Yesterday my psychiatrist boosted me from 20 MG to 40. "I'm not sure why your primary care provider had you on such a low dose," she said at the time. "Hopefully this will help more."

Hopefully it will. I hadn't realized that 20 MG was considered low, although in retrospect that explains why I've been struggling so hard with all of this even while taking medication.

I sat there in her pale office and watched her scarf, gauzy blue and loosely draped, sway while she wrote. She has a soft, accented voice. Hard vs instead of English ws. Full vowels instead of the schwa. I can't help but feel cheated by my physician, even though she likely gave me this dose because of inexperience with psychiatric medication.

Then my psychiatrist tells me that the second medication I'm on has always been prescribed at very low levels and that she felt that it was necessary to raise that one as well, and the feeling of being cheated doubled.

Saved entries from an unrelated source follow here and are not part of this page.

PR #6882, opened 2026-07-28
perf(ctrl): shard Deploy billing usage reads

Flo4604:
**Problem:**

The hourly Deploy billing run's `get period usage` takes a minute as we scan the whole db basically which is not great performance and will worsen over time.

**Solution:**

Instead we now get all stripe customers first and then divide them into sharts based on our checkpoints order key which is the workspace id.

Then we call out N queries and join everything together and continue on.

**Impact:**

We now scan fewer rows and should process the hourly push faster. Each query can fail independently too.

Billing quantities and Stripe meter events remain unchanged

**Testing:**

Tests should pass


Flo4604:
Can i get a review later

chronark (approved):

perkinsjr (approved):

PR #6885, opened 2026-07-29
test: poll API smoke test mutations

chronark:
The test was a bit flaky, cause `create` calls would be handled by the db replica in us-east-1 and then `read` calls would be handled by a closer one. So when we did a read right after writing, the changes wouldn't have propagated yet.

This makes the test more resistant to the eventual consistency by using `require.Eventual` in these cases.


Flo4604 (approved):

chronark:
@perkinsjr before you run off to your vacation please

perkinsjr:
No.

perkinsjr (approved):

The Boston rain was soothing while I waited outside the Center. Rain has always made me feel better. Like a video game cheat code: instant payoff. It's feeling more and more like April.

The new pill is almost as big as the second, which means my days of gagging on just one of the medications are over. And I'm here to report that there was nothing to report on Day #1: I took the dose and wham!

Lights out.

I slept and slept. And slept. And slept. It's 4:23 now, but I'm drinking a cup of coffee and feeling like the morning has just come. And I'm still tired.

But I hadn't meant this first post to be so gloomy. The sun is out. The trailer for Quentin Tarantino's new film "The Hateful Eight" came out yesterday. I have coffee, which beats the ominous sense of not having coffee in the house. And hopefully we're on the up-and-up, my brain and I.